Iran’s presence only increased tensions with its rival Saudi Arabia, a leader of the coalition of Sunni Arab countries demanding Mr Assad’s early ouster. The Syrian conflict has become part of a proxy war between the region’s two biggest powers, while the increasing involvement of Russia and the US threatens to force a standoff between the two powers.
A senior Russian official warned the US against sending its own ground forces into Syria. The involvement of any foreign forces without co-ordination with Mr Assad’s government was “unacceptable”, Sergei Ryabkov, the deputy foreign minister said. 
Russia began its air campaign in Syria on 30 September, claiming it was targeting Isis.
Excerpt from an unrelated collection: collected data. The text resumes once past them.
PR #1404, opened 2024-12-17
Give better error when receiving non-JSON response

Mtn-View:
Fixes # N/A : https://discord.com/channels/1024421016405016718/1301635915663278131

Without this, if the server returns a non-JSON error response such as an NGINX error page, `defaultFetch` will still attempt to parse the response as JSON, which will throw a syntax error. Instead, this PR changes it to throw the semantic HTTP error which is easier to understand than a SyntaxError from parsing HTML as JSON.

### DIFF
--- a/.changeset/fluffy-lamps-provide.md
+++ b/.changeset/fluffy-lamps-provide.md
@@ -2,4 +2,4 @@
 'houdini': patch
 ---
 
-Throw the semantic HTML error code and message when receiving a non-JSON error response from the server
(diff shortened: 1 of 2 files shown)


SeppahBaws (changes requested):
Maybe it could be useful if the error also contained something like "failed to fetch: server returned invalid response" or so, to be a bit more clear as to what went wrong.

Mtn-View:
Okay, the error message has been updated.

SeppahBaws (approved):
Awesome, thanks for adding this in!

But Western analysts say the bulk of the raids have been against more moderate rebels supported by the US and fighting president Assad. A missile strike on a heavily built up suburb of Damascus killed at least 45 civilians. 
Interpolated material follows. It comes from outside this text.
PR #1411, opened 2025-01-13
required check accept fragmentspread

### LINKED ISSUE #1410: Not possible to mark parent as `@required` if parent is nullable due to child being a nullable fragment
### Describe the bug

TLDR; if a query has a fragment with a `@required` in a top level field, it bubbles up to the query, but it's not possible to mark the parent of the fragment spread `@required`.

Mr Obama had previously explicitly ruled out a US deployment to Syria, saying in September 2013: “I will not put American boots on the ground in Syria.” But earlier this week, Defence Secretary Ashton Carter said the US had been considering options in recent weeks for intensifying the fight.
Two US officials said any deployments would be narrowly tailored, seeking to advance specific, limited military objectives in both Iraq and Syria. That option includes temporarily deploying some US special operations forces inside of Syria to advise moderate Syrian opposition fighters and, potentially, to help call in US air strikes.
Other possibilities including sending a small number of Apache attack helicopters, and US forces to operate them, to Iraq, as well as taking steps to bolster other Iraqi capabilities needed to claw back territory from Isis.
John Pike, a defence analyst with GobalSecurity.Org, said he did not believe the several dozens special forces being sent would ultimately lead to the dispatch of hundreds of thousands. He also said he believed the US had little alternative. “If we don’t take the fight to Isis, they are going to bring it to us,” he told The Independent. “They are far more dangerous than al-Qaeda.”
New House Speaker Paul Ryan said that he hoped the deployment of troops would be the start of a strategy for US involvement in the war. “[Mr Obama] really hasn’t had a Syria strategy,” the Wisconsin Republican told ABC News. “Hopefully, he has one now.”